This week i tried and practice the way to calculate double schubert polynomials with a square tiling. even though i couldnt connect the tilings i counted some of the blank squares in even and odd matrices with 2 particular tiles in the bottom right corner, the cross tile and one of the elbow tiles. I think they are the only ones to do it with. Anyways I had another condition to add only cross tiles in the diagonal aside from the 2 corner pieces i mentioned. so i tried and count how many rows and columns were necessary to complete the tiling if the farthest out cross tile from the corner exits through the closest edges and the closer tilings also exit through the next closest ones- the closer to the corner the further out they exit through the top part of the crosses. in the graphic i made its easier to see. the cross has two parts that exit: two edges that leave through the bottom and side and the side of the cross pointed toward the opposite corner exits a few rows and columns in the other direction. it took a lot of attempts. after i tried and alter the cross tiles in the diagonal to an elbow tile and it doesnt leave all the edges with a line exiting them so i forgot about it for now.
in the odd nxn squares and even n-1 x n-1 squares there is the same number of blank squares. the odd squares blank can be moved to the last indices possible of the even squares- aside from that i can not really tell how a square nxn tiling and square n-1 x n-1 tiling are supposed to calculate two different schubert polynomials.
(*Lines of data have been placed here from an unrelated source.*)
PR #491, opened 2017-02-06
Fix phpunit issue

dereuromark:
Dont use the broken global one

Fixes at least the 5.6 fails.

### DIFF
--- a/composer.json
+++ b/composer.json
@@ -30,7 +30,7 @@
     },
     "require-dev": {
         "cakephp/cakephp-codesniffer": "~2.1",
-        "phpunit/phpunit": "5.*"
+        "phpunit/phpunit": "<6.0"
     },
     "autoload": {
         "psr-4": {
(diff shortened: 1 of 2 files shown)


ravage84:
Wouldn't ``composer  test`` work, if we had a ``test``script defined under the ``script`` key in ``composer.json``?

dereuromark:
It might, but thats not for travis IMO, thats for end user "usage" :)

composer.json
```diff
@@ -30,7 +30,7 @@
     },
     "require-dev": {
         "cakephp/cakephp-codesniffer": "~2.1",
-        "phpunit/phpunit": "5.*"
+        "phpunit/phpunit": "<6.0"
```
ravage84: Would the tests work with PHPUnit 3.7? 😼
I think not. So something like ``>=4.0 <6.0`` would be _more_ correct.

antograssiot:
All tests passing now

composer.json
antograssiot: What's the point ? I don't understand as composer will always fetch the latest version possible and debug_kit is php 5.5...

here is another graphic with a 3 by 3 that has the outer blank diagonal shifted in to indices 2,2 beside a 2 by 2 without the possibility of shifting the blank square in at all. That is my best guess why the different sizes are different polynomials. can anybody explain more precisely?
Technically there's an object that finds the coefficient of a term in power series', there should be one that finds the available indices of blank squares.
In another question about Stanley introduction to hyperplane arrangements multiple types of coefficients of the variable term $t^{k}$ are able to be expressed by $[t^{k}] \chi (t)$.